Healthy Morning Glory Pumpkin Muffins
Five reasons to love this healthy morning glory pumpkin muffin recipe:
- Perfect for breakfast or a snack
- They use 100% whole grain flour but you’d never know by the fluffy texture and delicious taste
- They contains no refined sugar, pumpkin and hemp seeds will keep you satisfied longer and help prevent a sugar crash from a traditional muffin
- Top them with a nut or seed butter for an added protein boost
- The recipe is adaptable to make it vegan friendly
Ingredients for Healthy Morning Glory Pumpkin Muffins
- Whole wheat flour
- Baking Soda
- Pumpkin pie spice
- Ground cinnamon
- Plant based milk
- Pumpkin puree
- Coconut sugar
- Coconut oil
- Vanilla extract
- Dried cranberries
- Pumpkin seeds
- Hemp Seeds
- Chocolate chips
Whole wheat flour: I use einkorn flour for most of my baking. Einkorn is the oldest variety of wheat used for milling. It is light in colour and texture and more absorbent than regular whole wheat flour.
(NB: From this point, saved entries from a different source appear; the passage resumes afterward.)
PR #1228, opened 2021-03-11
Linear solver changes to support hybrid parallel AD

pcarruscag:
## Proposed Changes
Instead of computing transposed matrix vector products, which are harder to parallelize with OpenMP, and having special handling for transposed preconditioners, the matrix is transposed in place, then any preconditioner can be applied.
Some tweaks to support better Krylov discrete adjoint.

## Related Work
#1214

## PR Checklist


Common/src/linear_algebra/CSysSolve.cpp
```diff
@@ -945,15 +937,21 @@ unsigned long CSysSolve<ScalarType>::Solve(CSysMatrix<ScalarType> & Jacobian, co
 
     /*--- Build preconditioner for the transposed Jacobian ---*/
 
+    if (RequiresTranspose) Jacobian.TransposeInPlace();
+
```
pcarruscag, line 941: The transposition happens here.
Things that could go wrong with this approach:
- Solving the same system multiple times, without clearing the matrix or reverting the transposition in between. It does not happen atm.

I think it is worth the risk, since all preconditioners can be used now, and re-transposing the matrix if necessary is not very expensive (probably the same as applying the ILU once).

TobiKattmann: Not that I used a preconditioner besides ILU for DA cases yet, but that is a nice thing 👍

TestCases/parallel_regression_AD.py
```diff
@@ -328,7 +328,7 @@ def main():
     da_sp_pinArray_cht_2d_dp_hf.cfg_dir   = "incomp_navierstokes/streamwise_periodic/chtPinArray_2d"
     da_sp_pinArray_cht_2d_dp_hf.cfg_file  = "DA_configMaster.cfg"
     da_sp_pinArray_cht_2d_dp_hf.test_iter = 100
-    da_sp_pinArray_cht_2d_dp_hf.test_vals = [-4.793283, -4.065832, -4.137121] #last 4 lines
+    da_sp_pinArray_cht_2d_dp_hf.test_vals = [-4.800583, -4.065533, -4.137185] #last 4 lines
```
TobiKattmann, line 331: Well the deviations are really tiny but both inc cases have `INC_ENERGY_EQUATION= YES` but `discadj_cht` is not here as the third case that has that... Not that I am worried but if you have an explanation why exactly those cases differ, I'd be interested?

TobiKattmann (approved):
Well, the code looks nice as always 💐  but I cannot really say much about the changes in general because I am not exactly familiar with that code :(

Common/src/linear_algebra/CSysSolve.cpp
```diff
@@ -923,7 +913,9 @@ unsigned long CSysSolve<ScalarType>::Solve(CSysMatrix<ScalarType> & Jacobian, co
 
   if(TapeActive) {
 
-    bool RequiresTranspose = !mesh_deform; // jacobian is symmetric
+    /*--- To keep the behavior of SU2_DOT, but not strictly required since jacobian is symmetric(?). ---*/
+    const bool RequiresTranspose = !mesh_deform || (config->GetKind_SU2() == SU2_DOT);
```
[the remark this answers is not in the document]
pcarruscag: Well the Jacobian is not symmetric because of how we do the boundary conditions but conjugate gradient still works so... :shrug:

Common/include/linear_algebra/CSysSolve.hpp
```diff
@@ -99,8 +99,8 @@ class CSysSolve {
   VectorType* LinSysSol_ptr;        /*!< \brief Pointer to appropriate LinSysSol (set to original or temporary in call to Solve). */
   const VectorType* LinSysRes_ptr;  /*!< \brief Pointer to appropriate LinSysRes (set to original or temporary in call to Solve). */
 
-  LinearToleranceType tol_type = LinearToleranceType::RELATIVE; /*!< \brief How the linear solvers interpret the tolerance. */
-  bool xIsZero = false;           /*!< \brief If true assume the initial solution is always 0. */
+  mutable LinearToleranceType tol_type = LinearToleranceType::ABSOLUTE; /*!< \brief How the linear solvers interpret the tolerance. */
+  mutable bool xIsZero = false;   /*!< \brief If true assume the initial solution is always 0. */
```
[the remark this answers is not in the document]
pcarruscag: Restarted FGMRES (which I put in a function) needs to force those values. But I'll do it some other way, mutable in this case is misleading as relevant state can be different after the solver is called.
I try to reserve mutable for variables that do not change the behavior of the object.

TestCases/parallel_regression_AD.py
pcarruscag: The common denominator seemed to be cases that had a significant number of linear iterations.
I ran them to convergence and there is 0 difference in final results.
I will still test these changes in my optimization cases before merging.

Common/include/option_structure.hpp
```diff
@@ -1875,21 +1875,15 @@ static const MapType<string, ENUM_FFD_BLENDING> Blending_Map = {
...
-  SMOOTHER = 8,             /*!< \brief Iterative smoother. */
-  PASTIX_LDLT = 9,          /*!< \brief PaStiX LDLT (complete) factorization. */
-  PASTIX_LU = 10,           /*!< \brief PaStiX LU (complete) factorization. */
+  CONJUGATE_GRADIENT,   /*!< \brief Preconditionated conjugate gradient method for grid deformation. */
+  FGMRES,               /*!< \brief Flexible Generalized Minimal Residual method. */
+  BCGSTAB,              /*!< \brief BCGSTAB - Biconjugate Gradient Stabilized Method (main solver). */
+  RESTARTED_FGMRES,     /*!< \brief Flexible Generalized Minimal Residual method with restart. */
+  SMOOTHER,             /*!< \brief Iterative smoother. */
+  PASTIX_LDLT,          /*!< \brief PaStiX LDLT (complete) factorization. */
+  PASTIX_LU,            /*!< \brief PaStiX LU (complete) factorization. */
```
TobiKattmann, line 1884: @bigfooted likes that :D

Common/include/linear_algebra/CSysVector.hpp
```diff
@@ -307,15 +307,12 @@ class CSysVector : public VecExpr::CVecExpr<CSysVector<ScalarType>, ScalarType>
...
-        sum = dotRes;
-        const auto mpi_type = (sizeof(ScalarType) < sizeof(double)) ? MPI_FLOAT : MPI_DOUBLE;
-        SelectMPIWrapper<ScalarType>::W::Allreduce(&sum, &dotRes, 1, mpi_type, MPI_SUM, SU2_MPI::GetComm());
-      }
+    /*--- Reduce across all mpi ranks, only master thread communicates. ---*/
+    SU2_OMP_BARRIER
+    SU2_OMP_MASTER {
+      sum = dotRes;
+      const auto mpi_type = (sizeof(ScalarType) < sizeof(double)) ? MPI_FLOAT : MPI_DOUBLE;
+      SelectMPIWrapper<ScalarType>::W::Allreduce(&sum, &dotRes, 1, mpi_type, MPI_SUM, SU2_MPI::GetComm());
```
TobiKattmann, line 315: Resolves #1241 (y)

TestCases/parallel_regression.py
```diff
@@ -1259,7 +1259,7 @@ def main():
     sp_pinArray_cht_2d_dp_hf.cfg_dir   = "incomp_navierstokes/streamwise_periodic/chtPinArray_2d"
     sp_pinArray_cht_2d_dp_hf.cfg_file  = "configMaster.cfg"
     sp_pinArray_cht_2d_dp_hf.test_iter = 100
-    sp_pinArray_cht_2d_dp_hf.test_vals = [0.247022, -0.812199, -0.974877, -0.753315, 208.023676, 349.950000] #last 7 lines
+    sp_pinArray_cht_2d_dp_hf.test_vals = [0.247026, -0.811632, -0.982066, -0.753312, 208.023676, 350.180000] #last 7 lines
     sp_pinArray_cht_2d_dp_hf.su2_exec  = "mpirun -n 2 SU2_CFD"
```
TobiKattmann, line 1263: I will redo the gradient validation on my side... and I like that commit message 👍

PR #1232, opened 2021-03-14
Cleanup COption duplication

pcarruscag:
Templates are awesome

### DIFF
--- a/Common/include/option_structure.inl
+++ b/Common/include/option_structure.inl
@@ -70,220 +70,119 @@ public:
   }
 };
 
-class COptionDouble : public COptionBase {
-  su2double & field; // Reference to the fieldname
-  su2double def; // Default value
-  string name; // identifier for the option
+template<typename Scalar>
+class COptionScalar : public COptionBase {
+protected:
+  Scalar& field; // Reference to the fieldname
+  const Scalar def; // Default value
+  const string name; // identifier for the option
+  const string typeName; // name for the scalar type
 
 public:
-  COptionDouble(string option_field_name, su2double & option_field, su2double default_value) : field(option_field) {
-    this->def = default_value;
-    this->name = option_field_name;
+  COptionScalar() = delete;
+
+  COptionScalar(const string& type_name,
+                const string& option_field_name,
+                Scalar& option_field,
+                Scalar default_value) :
+    field(option_field),
+    def(default_value),
+    name(option_field_name),
+    typeName(type_name) {
   }
 
-  ~COptionDouble() override {};
+  ~COptionScalar() = default;
+
   string SetValue(vector<string> option_value) override {
     COptionBase::SetValue(option_value);
-    // check if there is more than one value
-    string out = optionCheckMultipleValues(option_value, "su2double", this->name);
-    if (out.compare("") != 0) {
-      return out;
-    }
-    istringstream is(option_value[0]);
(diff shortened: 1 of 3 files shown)


Common/include/option_structure.inl
```diff
@@ -70,220 +70,119 @@ public:
...
-    unsigned long val;
-    if (is >> val) {
-      this->field = val;
-      return "";
-    }
-    return badValue(option_value, "unsigned long", this->name);
-  }
-  void SetDefault() override {
-    this->field = this->def;
+class COptionUShort : public COptionScalar<unsigned short> {
```
pcarruscag, line 137: Summary

Common/include/option_structure.inl
```diff
@@ -378,165 +277,86 @@ public:
...
-      unsigned short val;
+      Scalar val;
       if (!(is >> val)) {
-        delete [] vals;
-        return badValue(option_value, "short", this->name);
+        delete [] field;
+        return badValue(option_value, typeName+" list", name);
       }
-      vals[i] = val;
+      field[i] = std::move(val);
```
TobiKattmann, line 321: move instead of copy for that little bit of performance I guess?

TobiKattmann (approved):
Nice clean-up using what c++11 gave us 💐

TobiKattmann:
oh and can one tell LGTM to identify .inl files for analysis as well?

Common/include/option_structure.inl
pcarruscag: I did not bully any feature of the language this time :angel:

Common/include/option_structure.inl
```diff
@@ -70,220 +70,119 @@ public:
...
-  int def; // Default value
-  string name; // identifier for the option
-
+class COptionDouble : public COptionScalar<su2double> {
 public:
-  COptionInt(string option_field_name, int & option_field, int default_value) : field(option_field) {
-    this->def = default_value;
-    this->name = option_field_name;
+  template<class... Ts>
+  COptionDouble(Ts&&... args) :
```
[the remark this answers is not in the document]
pcarruscag: Yes this only works at compile time, the variadics are just to avoid repeating the constructor arguments.
The rvalue ref is to allow this to work with literal values, using just Ts& it would not be possible to bind a literal (or any rvalue) because it does not have an address, in those cases Ts&& collapses to just Ts.

Common/include/option_structure.inl
pcarruscag: For when this deals with strings.

pcarruscag:
I did not notice that it ignored .inl... We should do that and tell it to ignore externals. It recognizes a lgtm.yml file apparently.

pcarruscag:
It does not seem to be possible to include specific files for analysis, only to exclude them from the exclusions (double negative).
But option_structure.inl seems to be analyzed atm https://lgtm.com/projects/g/su2code/SU2/latest/files/Common/include/?sort=name&dir=ASC&mode=list&showExcluded=false

Also found out we can create custom queries https://lgtm.com/help/lgtm/run-queries-database
I'm bout to be public enemy numba one :smiling_imp:

TobiKattmann:
thanks, I didn't forsee that it is a bit more involved tbh.

Oh no, Robopedro will haunt us in future 😨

Pumpkin puree: you want to use pure pumpkin puree here, where pumpkin is the only ingredient on the label. You do not want pumpkin pie filling which has added sugar.
Pumpkin pie spice: These muffins wouldn’t be complete without plenty of warming spices from cinnamon, ginger, nutmeg and cloves. This is where all the “pumpkin spice” flavour comes from the spice, not the pumpkin itself!
Tips and notes
- Adaptable recipe: variety in your diet is an excellent way to support a healthy gut diversity. Add or swap in different nuts, seeds and dried fruit to your healthy morning glory pumpkin muffins
- Make it vegan: swap out eggs for flax eggs. 1 egg = 1 tbsp flax meal + 2.5 tbsp of water. Mix well and let sit for 5 minutes to thicken
- Make it gluten-free: use Bob’s Red Mill gluten-free all-purpose blend instead of the whole wheat flour
- No coconut sugar: replace it with pure maple syrup instead. You may need to add a bit more flour to keep a similar consistency.
- They freezes well for up to 3 months
Can’t get enough pumpkin spice in your life but want to keep your hormones, skin and mood vibrant? Then you’ll love this Pumpkin Spice Chia Pudding
Healthy Morning Glory Pumpkin Muffins recipe
Healthy Morning Glory Pumpkin Muffins
- 1 cup Whole wheat flour einkorn or spelt
- 1 cup oats
- 1½ tsp baking soda
- 3/4 tsp sea salt
- 1 tbsp pumpkin pie spice
- ½ tsp ground cinnamon
- 2 eggs room temperature
- 1 cup pumpkin puree
- 1 cup plant based milk
- 3 tbsp coconut oil melted
- 1/2 cup coconut sugar
- 1 tsp vanilla extract
- 1/2 cup dried cranberries whole or cut
- 2/3 cup pumpkin seeds
- 1/2 cup hemp seeds
- 1/2 cup chocolate chips
- Preheat oven to 375°F and place paper or silicone liners into a standard sized muffin tray.
- In a medium bowl place flour, oats, baking soda, salt, pumpkin pie spice and cinnamon. Whisk to thoroughly mix together. Set aside.
- In a large bowl whisk together eggs, pumpkin puree, plant based milk, melted coconut oil, coconut sugar and vanilla extract.
- Gently fold the dry ingredients into the wet until just mixed. Do not over mix the batter to ensure a fluffy muffin.
- Fold in the dried cranberries, pumpkin seeds, hemp seeds and chocolate chips.
- Using an ice cream scoop or small measuring cup, scoop the batter into each muffin liner until about ¾ full.
- Bake for 18 minutes or until the top is golden brown and a toothpick comes out clean. Let muffins rest for 15 minutes before enjoying. Store in an airtight container in the fridge for up to 5 days or in the freezer for 3 months.